**The task:** Go over the entries and report the lines where the word "nrows" occurs.

Stored entries
______

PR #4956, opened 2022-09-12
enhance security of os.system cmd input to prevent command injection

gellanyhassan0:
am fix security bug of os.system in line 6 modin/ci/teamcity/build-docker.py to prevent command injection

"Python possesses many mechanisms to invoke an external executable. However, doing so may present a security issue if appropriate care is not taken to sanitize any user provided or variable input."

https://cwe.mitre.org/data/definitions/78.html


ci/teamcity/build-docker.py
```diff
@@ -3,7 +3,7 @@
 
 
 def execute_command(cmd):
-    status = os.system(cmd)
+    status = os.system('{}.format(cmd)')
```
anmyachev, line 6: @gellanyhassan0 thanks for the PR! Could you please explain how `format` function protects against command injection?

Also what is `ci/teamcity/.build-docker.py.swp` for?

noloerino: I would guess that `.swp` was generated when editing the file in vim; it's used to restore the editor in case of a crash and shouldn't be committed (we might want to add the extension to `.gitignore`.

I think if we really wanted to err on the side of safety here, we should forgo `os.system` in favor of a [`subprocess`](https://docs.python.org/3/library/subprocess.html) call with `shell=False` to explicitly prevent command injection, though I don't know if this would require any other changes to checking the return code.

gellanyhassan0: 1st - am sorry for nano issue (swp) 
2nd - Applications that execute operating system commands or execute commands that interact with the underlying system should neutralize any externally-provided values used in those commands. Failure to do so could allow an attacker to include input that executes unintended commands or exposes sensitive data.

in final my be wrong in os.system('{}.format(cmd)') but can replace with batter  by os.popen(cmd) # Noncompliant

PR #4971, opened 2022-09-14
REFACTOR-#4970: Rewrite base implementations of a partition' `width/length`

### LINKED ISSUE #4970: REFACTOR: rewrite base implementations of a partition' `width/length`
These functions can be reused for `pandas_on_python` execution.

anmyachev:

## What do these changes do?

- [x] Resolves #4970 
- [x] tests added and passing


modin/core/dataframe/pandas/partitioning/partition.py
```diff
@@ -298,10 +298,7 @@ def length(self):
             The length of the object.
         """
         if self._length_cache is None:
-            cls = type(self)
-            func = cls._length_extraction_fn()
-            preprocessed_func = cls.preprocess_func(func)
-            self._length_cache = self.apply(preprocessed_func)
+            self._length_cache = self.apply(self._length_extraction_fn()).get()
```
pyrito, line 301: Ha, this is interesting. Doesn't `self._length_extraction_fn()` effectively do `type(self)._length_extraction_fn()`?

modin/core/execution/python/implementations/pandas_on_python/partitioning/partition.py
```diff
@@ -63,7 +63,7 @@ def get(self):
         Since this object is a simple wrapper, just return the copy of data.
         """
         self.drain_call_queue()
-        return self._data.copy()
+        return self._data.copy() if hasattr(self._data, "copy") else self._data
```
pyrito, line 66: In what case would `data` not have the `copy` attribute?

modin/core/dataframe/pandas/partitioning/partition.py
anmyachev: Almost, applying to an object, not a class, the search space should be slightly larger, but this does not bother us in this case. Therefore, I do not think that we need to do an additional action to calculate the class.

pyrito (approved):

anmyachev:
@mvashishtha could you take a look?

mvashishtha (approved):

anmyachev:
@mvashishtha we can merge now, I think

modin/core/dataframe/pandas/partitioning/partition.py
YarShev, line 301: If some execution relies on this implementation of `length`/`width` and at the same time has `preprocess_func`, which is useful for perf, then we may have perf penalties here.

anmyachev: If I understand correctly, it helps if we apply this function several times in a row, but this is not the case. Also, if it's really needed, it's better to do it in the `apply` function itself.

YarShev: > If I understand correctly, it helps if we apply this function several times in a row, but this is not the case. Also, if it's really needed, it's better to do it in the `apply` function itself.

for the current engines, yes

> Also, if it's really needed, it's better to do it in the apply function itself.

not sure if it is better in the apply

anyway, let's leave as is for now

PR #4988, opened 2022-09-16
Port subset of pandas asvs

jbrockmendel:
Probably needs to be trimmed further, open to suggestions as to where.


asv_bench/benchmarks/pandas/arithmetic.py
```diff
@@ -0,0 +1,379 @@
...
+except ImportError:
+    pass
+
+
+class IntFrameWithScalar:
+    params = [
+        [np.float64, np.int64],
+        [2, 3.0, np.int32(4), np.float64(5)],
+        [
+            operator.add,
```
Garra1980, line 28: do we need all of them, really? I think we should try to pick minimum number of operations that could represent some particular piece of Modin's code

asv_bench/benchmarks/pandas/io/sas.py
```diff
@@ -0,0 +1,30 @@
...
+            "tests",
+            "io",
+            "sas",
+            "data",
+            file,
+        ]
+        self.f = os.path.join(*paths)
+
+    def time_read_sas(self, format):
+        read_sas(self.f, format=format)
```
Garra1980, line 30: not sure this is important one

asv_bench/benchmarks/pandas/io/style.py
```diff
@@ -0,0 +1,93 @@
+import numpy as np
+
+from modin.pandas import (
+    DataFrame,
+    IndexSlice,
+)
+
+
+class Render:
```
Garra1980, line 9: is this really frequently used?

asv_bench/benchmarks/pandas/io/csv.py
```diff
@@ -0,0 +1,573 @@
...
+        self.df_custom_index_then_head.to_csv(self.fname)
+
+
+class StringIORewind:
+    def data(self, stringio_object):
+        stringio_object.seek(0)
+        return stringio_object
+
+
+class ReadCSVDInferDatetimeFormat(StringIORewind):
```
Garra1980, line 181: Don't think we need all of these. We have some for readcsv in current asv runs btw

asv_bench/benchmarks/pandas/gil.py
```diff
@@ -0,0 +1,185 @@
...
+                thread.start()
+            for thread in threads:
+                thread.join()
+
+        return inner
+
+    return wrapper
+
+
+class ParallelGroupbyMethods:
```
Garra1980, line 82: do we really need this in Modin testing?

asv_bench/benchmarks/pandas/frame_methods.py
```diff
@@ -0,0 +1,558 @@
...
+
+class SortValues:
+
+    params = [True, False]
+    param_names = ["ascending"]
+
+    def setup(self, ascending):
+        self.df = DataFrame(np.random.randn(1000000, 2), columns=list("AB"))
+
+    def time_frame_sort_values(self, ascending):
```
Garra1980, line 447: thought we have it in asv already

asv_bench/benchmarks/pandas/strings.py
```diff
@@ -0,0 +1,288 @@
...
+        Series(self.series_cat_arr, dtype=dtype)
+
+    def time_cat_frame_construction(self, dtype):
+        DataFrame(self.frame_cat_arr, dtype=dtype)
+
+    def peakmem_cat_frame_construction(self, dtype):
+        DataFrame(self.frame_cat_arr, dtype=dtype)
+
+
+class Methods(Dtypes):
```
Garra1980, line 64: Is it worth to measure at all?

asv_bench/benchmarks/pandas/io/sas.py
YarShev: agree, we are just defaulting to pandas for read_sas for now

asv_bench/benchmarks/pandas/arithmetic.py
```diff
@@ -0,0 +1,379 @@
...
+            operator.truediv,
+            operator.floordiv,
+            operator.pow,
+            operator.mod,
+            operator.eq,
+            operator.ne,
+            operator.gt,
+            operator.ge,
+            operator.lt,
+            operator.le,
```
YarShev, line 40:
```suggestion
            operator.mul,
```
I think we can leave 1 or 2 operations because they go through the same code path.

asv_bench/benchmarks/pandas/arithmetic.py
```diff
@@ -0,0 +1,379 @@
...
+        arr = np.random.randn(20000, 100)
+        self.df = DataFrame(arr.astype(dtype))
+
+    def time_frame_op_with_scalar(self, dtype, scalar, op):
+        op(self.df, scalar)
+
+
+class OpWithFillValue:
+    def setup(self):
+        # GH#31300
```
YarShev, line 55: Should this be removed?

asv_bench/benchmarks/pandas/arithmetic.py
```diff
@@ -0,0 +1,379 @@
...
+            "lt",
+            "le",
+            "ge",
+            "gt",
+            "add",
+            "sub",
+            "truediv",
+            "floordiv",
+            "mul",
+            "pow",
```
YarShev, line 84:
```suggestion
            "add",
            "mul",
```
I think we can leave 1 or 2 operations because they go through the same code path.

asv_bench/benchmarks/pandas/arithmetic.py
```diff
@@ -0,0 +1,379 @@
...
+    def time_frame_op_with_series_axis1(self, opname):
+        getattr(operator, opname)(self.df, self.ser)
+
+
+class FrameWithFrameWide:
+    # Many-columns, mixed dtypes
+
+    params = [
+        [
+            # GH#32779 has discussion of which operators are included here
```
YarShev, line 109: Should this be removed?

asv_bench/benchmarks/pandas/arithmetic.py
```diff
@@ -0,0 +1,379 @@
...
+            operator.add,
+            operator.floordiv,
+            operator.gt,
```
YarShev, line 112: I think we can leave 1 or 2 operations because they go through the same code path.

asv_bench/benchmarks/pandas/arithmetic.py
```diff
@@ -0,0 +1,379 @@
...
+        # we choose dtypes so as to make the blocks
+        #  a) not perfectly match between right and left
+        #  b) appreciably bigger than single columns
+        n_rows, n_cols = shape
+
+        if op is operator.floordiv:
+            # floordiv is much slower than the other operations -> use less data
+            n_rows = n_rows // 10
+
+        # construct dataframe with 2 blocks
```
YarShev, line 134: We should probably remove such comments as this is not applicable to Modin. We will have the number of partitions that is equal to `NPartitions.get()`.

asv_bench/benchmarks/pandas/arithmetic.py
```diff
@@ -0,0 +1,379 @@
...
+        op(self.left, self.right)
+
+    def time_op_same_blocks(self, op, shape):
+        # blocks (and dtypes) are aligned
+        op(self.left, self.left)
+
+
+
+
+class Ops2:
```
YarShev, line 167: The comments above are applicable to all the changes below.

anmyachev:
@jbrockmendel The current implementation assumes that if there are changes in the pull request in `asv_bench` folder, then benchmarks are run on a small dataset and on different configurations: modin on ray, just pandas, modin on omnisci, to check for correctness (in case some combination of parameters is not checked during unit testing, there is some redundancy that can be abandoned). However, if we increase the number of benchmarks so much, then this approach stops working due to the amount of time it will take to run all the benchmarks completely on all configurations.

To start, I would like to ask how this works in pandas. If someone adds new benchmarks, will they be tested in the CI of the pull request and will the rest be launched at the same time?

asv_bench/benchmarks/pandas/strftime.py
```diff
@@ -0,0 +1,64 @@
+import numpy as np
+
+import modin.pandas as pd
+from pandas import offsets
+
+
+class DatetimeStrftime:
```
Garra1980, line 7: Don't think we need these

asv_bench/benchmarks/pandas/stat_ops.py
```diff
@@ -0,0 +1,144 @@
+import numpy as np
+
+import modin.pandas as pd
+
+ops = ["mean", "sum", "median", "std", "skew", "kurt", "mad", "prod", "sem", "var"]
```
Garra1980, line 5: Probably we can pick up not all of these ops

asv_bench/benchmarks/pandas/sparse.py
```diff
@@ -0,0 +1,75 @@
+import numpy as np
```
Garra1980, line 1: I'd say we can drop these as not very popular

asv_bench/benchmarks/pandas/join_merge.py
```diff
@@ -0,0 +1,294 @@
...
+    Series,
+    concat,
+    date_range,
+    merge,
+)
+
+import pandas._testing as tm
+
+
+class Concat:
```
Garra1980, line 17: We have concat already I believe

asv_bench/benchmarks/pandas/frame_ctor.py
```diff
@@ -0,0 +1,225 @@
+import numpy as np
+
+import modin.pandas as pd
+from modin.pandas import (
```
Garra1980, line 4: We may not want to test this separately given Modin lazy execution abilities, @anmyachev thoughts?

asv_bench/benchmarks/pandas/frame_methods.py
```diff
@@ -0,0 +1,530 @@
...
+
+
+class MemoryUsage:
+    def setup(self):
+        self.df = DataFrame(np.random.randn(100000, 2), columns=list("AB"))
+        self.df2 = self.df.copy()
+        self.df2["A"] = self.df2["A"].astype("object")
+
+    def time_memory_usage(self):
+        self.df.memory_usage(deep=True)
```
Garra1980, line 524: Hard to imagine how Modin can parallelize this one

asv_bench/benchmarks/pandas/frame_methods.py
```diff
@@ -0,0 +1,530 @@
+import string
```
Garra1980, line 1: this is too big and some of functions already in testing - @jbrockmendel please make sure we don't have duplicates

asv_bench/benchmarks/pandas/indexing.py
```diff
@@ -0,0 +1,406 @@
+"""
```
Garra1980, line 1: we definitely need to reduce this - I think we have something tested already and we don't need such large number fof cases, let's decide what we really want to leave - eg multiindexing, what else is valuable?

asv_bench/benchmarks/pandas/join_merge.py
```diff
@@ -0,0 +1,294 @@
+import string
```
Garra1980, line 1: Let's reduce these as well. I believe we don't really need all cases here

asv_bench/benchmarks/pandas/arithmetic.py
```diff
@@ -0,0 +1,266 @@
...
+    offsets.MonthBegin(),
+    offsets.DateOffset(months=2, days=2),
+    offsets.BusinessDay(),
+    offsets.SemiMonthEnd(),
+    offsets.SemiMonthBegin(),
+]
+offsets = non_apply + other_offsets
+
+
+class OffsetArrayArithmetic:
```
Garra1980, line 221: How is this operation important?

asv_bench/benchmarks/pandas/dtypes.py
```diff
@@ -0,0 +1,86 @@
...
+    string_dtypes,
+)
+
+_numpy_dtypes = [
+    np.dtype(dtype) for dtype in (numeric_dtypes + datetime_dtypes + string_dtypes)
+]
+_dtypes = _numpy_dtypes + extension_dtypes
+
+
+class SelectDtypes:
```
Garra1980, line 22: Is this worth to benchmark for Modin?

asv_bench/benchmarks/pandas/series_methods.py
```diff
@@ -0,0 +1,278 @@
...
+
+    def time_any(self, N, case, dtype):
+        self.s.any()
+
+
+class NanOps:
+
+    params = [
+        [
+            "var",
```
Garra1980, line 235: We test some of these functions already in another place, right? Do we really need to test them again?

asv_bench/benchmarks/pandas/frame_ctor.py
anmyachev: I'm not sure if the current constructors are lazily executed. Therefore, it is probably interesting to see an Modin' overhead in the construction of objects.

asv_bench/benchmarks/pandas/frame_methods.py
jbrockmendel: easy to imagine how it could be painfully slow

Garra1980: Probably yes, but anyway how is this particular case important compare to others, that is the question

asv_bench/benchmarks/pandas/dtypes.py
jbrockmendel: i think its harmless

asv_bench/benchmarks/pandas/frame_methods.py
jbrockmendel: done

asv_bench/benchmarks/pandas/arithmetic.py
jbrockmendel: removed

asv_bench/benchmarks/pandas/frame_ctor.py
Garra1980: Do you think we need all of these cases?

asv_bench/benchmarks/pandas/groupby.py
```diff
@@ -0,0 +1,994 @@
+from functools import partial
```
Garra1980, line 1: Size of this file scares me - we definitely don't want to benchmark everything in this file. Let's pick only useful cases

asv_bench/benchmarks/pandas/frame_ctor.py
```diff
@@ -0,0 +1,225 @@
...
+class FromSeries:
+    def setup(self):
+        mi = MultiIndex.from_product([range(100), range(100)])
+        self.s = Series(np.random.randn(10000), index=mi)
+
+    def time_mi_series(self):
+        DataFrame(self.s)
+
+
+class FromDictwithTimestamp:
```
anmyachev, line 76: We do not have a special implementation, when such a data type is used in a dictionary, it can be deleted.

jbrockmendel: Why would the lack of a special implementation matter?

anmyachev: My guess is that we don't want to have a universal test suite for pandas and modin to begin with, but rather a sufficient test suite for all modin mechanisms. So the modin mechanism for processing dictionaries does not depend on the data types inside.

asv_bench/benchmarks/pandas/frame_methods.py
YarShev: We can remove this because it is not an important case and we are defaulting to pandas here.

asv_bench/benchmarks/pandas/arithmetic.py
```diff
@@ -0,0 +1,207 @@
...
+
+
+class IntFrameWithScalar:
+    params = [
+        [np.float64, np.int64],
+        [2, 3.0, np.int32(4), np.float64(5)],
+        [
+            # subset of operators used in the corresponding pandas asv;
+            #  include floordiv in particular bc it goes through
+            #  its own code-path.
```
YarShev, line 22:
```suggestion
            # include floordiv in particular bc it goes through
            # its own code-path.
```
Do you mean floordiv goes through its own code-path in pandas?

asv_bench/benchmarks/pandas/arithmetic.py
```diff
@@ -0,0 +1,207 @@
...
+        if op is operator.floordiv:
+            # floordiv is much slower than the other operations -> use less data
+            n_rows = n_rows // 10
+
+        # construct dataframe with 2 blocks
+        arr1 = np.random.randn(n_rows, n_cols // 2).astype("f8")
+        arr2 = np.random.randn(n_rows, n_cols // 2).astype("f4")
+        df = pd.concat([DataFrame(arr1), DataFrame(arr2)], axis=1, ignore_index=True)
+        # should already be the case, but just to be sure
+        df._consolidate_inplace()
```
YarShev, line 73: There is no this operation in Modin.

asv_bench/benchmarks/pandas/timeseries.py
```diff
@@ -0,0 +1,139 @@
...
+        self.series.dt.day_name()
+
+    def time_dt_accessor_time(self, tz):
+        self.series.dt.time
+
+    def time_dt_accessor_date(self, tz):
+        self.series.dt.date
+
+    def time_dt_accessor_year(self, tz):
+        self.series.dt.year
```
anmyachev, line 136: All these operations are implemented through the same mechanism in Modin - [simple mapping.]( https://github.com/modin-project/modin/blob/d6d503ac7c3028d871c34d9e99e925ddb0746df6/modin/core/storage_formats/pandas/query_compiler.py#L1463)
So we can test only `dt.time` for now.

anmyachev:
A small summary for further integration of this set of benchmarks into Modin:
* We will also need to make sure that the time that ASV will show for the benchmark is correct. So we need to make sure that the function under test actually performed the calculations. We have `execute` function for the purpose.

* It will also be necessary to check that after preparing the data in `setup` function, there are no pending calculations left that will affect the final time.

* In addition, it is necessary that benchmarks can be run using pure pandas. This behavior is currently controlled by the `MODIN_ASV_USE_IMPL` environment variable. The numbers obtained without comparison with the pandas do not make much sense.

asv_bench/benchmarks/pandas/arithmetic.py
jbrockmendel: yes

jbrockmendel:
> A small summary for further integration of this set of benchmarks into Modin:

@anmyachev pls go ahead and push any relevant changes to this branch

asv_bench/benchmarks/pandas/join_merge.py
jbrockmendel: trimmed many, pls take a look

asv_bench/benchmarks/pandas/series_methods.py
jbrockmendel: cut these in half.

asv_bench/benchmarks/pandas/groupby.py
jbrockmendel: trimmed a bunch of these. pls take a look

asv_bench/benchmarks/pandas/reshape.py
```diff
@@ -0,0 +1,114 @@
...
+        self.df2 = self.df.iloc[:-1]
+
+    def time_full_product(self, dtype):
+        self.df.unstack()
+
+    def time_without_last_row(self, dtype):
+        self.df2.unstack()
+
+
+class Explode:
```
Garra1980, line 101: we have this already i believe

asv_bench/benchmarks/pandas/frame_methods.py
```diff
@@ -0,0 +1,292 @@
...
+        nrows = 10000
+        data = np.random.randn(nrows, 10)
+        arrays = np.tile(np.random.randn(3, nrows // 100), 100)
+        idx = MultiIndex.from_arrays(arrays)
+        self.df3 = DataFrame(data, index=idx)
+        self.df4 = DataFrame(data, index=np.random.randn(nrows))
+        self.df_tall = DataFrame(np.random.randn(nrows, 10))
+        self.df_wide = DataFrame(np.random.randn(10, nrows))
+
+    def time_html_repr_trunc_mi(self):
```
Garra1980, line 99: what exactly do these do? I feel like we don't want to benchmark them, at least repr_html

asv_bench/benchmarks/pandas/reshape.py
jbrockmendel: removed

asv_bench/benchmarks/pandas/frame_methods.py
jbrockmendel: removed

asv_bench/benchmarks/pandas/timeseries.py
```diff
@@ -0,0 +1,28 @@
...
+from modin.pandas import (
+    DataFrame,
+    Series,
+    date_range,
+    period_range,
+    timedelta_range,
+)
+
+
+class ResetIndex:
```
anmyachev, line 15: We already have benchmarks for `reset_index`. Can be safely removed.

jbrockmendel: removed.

______

**Response below:**
+        nrows = 10000
+        data = np.random.randn(nrows, 10)
+        arrays = np.tile(np.random.randn(3, nrows // 100), 100)
+        self.df4 = DataFrame(data, index=np.random.randn(nrows))
+        self.df_tall = DataFrame(np.random.randn(nrows, 10))
+        self.df_wide = DataFrame(np.random.randn(10, nrows))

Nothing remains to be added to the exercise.